Participate in the N3C
Who can join, and why should they join?
Partnerships are welcome. Data provision and data access are open to all entities that execute the NCATS Data Transfer Agreement (DTA) (PDF - 139KB) and NCATS Data Use Agreement (DUA) (PDF -826KB), respectively. Contributing data is not required to access the data.
Provision of COVID-19 clinical data will allow researchers to better understand the presentation and course of the disease in different populations, including potential health impact over time, to identify best practices for patient care, and to design and prioritize clinical studies and trials.
See a list of institutions that have executed a DTA.
Researchers affiliated with organizations as well as citizen scientists can join the N3C. See an overview of the process for applying to access N3C COVID Enclave data.
What is the difference between the Data Transfer Agreement and the Data Use Agreement?
The Data Transfer Agreement (DTA) (PDF - 139KB) is a legal agreement between the contributing institution’s business official and NCATS that outlines how contributing institutions will transfer patient data to the N3C COVID Enclave.
The Data Use Agreement (DUA) (PDF - 826KB) is an umbrella agreement between the institution and NCATS that outlines the terms and conditions of how the institution’s users will access the patient data from the N3C COVID Enclave. The institution does not need to sign a DTA to sign a DUA.
What is expected of a participating institution interested in contributing data?
NCATS has established a COVID-19 Data Transfer Agreement (DTA) (PDF - 139KB) that provides terms and conditions for data transfer and outlines the general terms of data use. Institutions sign the DTA, then work with NCATS to transfer a Limited Data Set relevant to COVID-19 in the institution’s preferred common data model (derived from electronic health records) to the NCATS N3C COVID Enclave, a centralized, secure, cloud-based data repository and investigational platform, on a recurring basis.

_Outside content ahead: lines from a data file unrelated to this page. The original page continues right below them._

PR #2879, opened 2024-04-10
[Spark] Add Managed Commit support in getSnapshotAt API

prakharjain09:

- [x] Spark
- [ ] Standalone
- [ ] Flink
- [ ] Kernel
- [ ] Other (fill in here)

## Description

Add Managed Commit support in deltaLog.getSnapshotAt() API.

## How was this patch tested?

UTs

No

### DIFF
--- a/spark/src/main/scala/org/apache/spark/sql/delta/SnapshotManagement.scala
+++ b/spark/src/main/scala/org/apache/spark/sql/delta/SnapshotManagement.scala
@@ -463,8 +463,7 @@ trait SnapshotManagement { self: DeltaLog =>
         throw new IllegalStateException(s"Could not find any delta files for version $newVersion")
       }
       if (versionToLoad.exists(_ != newVersion)) {
-        throw new IllegalStateException(
-          s"Trying to load a non-existent version ${versionToLoad.get}")
+        throwNonExistentVersionError(versionToLoad.get)
       }
       val lastCommitTimestamp = deltas.last.getModificationTime
 
@@ -556,6 +555,11 @@ trait SnapshotManagement { self: DeltaLog =>
         s"[${JsonUtils.toJson(eventData)}]")
     }
     deltasAfterCheckpoint
+  }
+
+  def throwNonExistentVersionError(versionToLoad: Long): Unit = {
+    throw new IllegalStateException(
+      s"Trying to load a non-existent version $versionToLoad")
   }
 
   /**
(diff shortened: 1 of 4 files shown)


spark/src/main/scala/org/apache/spark/sql/delta/SnapshotManagement.scala
```diff
@@ -1143,66 +1147,64 @@ trait SnapshotManagement { self: DeltaLog =>
...
-    val current = unsafeVolatileSnapshot
-    if (current.version == version) {
-      return current
+    val currentSnapshot = unsafeVolatileSnapshot
+    val upperBoundSnapshot = if (currentSnapshot.version >= version) {
+      // current snapshot is already newer than what we are looking for. so it could be used as
+      // upper bound.
+      currentSnapshot
+    } else {
+      val latestSnapshot = update()
```
scovich, line 1173: Do I understand correctly, that this `update` is needed in order to find the right commit store, in case the requested version is not yet backfilled?
 
(probably could use a doc comment, it's a subtle point)

spark/src/main/scala/org/apache/spark/sql/delta/SnapshotManagement.scala
```diff
@@ -1143,66 +1147,64 @@ trait SnapshotManagement { self: DeltaLog =>
...
-      return current
+    val (lastCheckpointInfoOpt, lastCheckpointProviderOpt) = lastCheckpointProvider match {
+      // NOTE: We must ignore any hint whose version is higher than the requested version.
+      case Some(checkpointProvider) if checkpointProvider.version <= version =>
+        // Prefer the last checkpoint provider hint, because it doesn't require any I/O to use.
+        None -> Some(checkpointProvider)
+      case _ =>
+        val lastCheckpointInfoForListing = lastCheckpointHint
+            .filter(_.version <= version)
+            .orElse(findLastCompleteCheckpointBefore(version))
```
scovich, line 1191: This does backward listing in advance, so `createLogSegment` won't have to list from 0?
(probably worth a comment, a bit subtle)

spark/src/test/scala/org/apache/spark/sql/delta/managedcommit/ManagedCommitTestUtils.scala
```diff
@@ -28,6 +29,18 @@ import org.apache.spark.sql.test.SharedSparkSession
 trait ManagedCommitTestUtils
   extends DeltaTestUtilsBase { self: SparkFunSuite with SharedSparkSession =>
 
+  def testWithoutManagedCommits(testName: String)(f: => Unit): Unit = {
```
scovich, line 32: This is needed because `withSqlConf` doesn't support removing properties?
(maybe worth a doc comment)

scovich (approved):
Slick. Just a few nits about code comments.

spark/src/main/scala/org/apache/spark/sql/delta/SnapshotManagement.scala
prakharjain09: Yes.
Adding doc comment in a followup PR.

spark/src/main/scala/org/apache/spark/sql/delta/SnapshotManagement.scala
prakharjain09: Yes - Adding doc comment in a followup PR.

spark/src/test/scala/org/apache/spark/sql/delta/managedcommit/ManagedCommitTestUtils.scala
prakharjain09: Yes - Adding doc comment in a followup PR.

Note that if a Clinical and Translational Science Awards Program institution has multiple partners, it is likely that each institution will be required to sign a separate DTA, unless the hub can demonstrate that it has the legal authority to use data of the partner institution.
Is data access limited only to institutions that contributed data?
No; under an approved Data Use Agreement (DUA) with NCATS, anyone can access N3C COVID Enclave data after receiving approval for their Data Use Request (DUR). Learn more about DUAs and DURs. N3C users can include, but are not limited to, nonprofit or not-for-profit organizations; federal, state and local health departments; researchers from industry; and citizen scientists. Access is dependent on the level of data being requested; human subjects research ethics training and IRB approval may be needed. All approved users must agree to a code of conduct and take NIH IT security training.
Does an institution sign a Data Use Agreement for each research project conducted at that institution?
No. The Data Use Agreement (PDF - 826KB) is signed once by the institution’s authorized signatory and covers all users at the institution who will access data from the N3C COVID Enclave. Individual users, however, must submit project-specific Data Use Requests (DURs) that will be reviewed and approved by the Data Access Committee. For more information about DURs, see the Use the Data FAQs.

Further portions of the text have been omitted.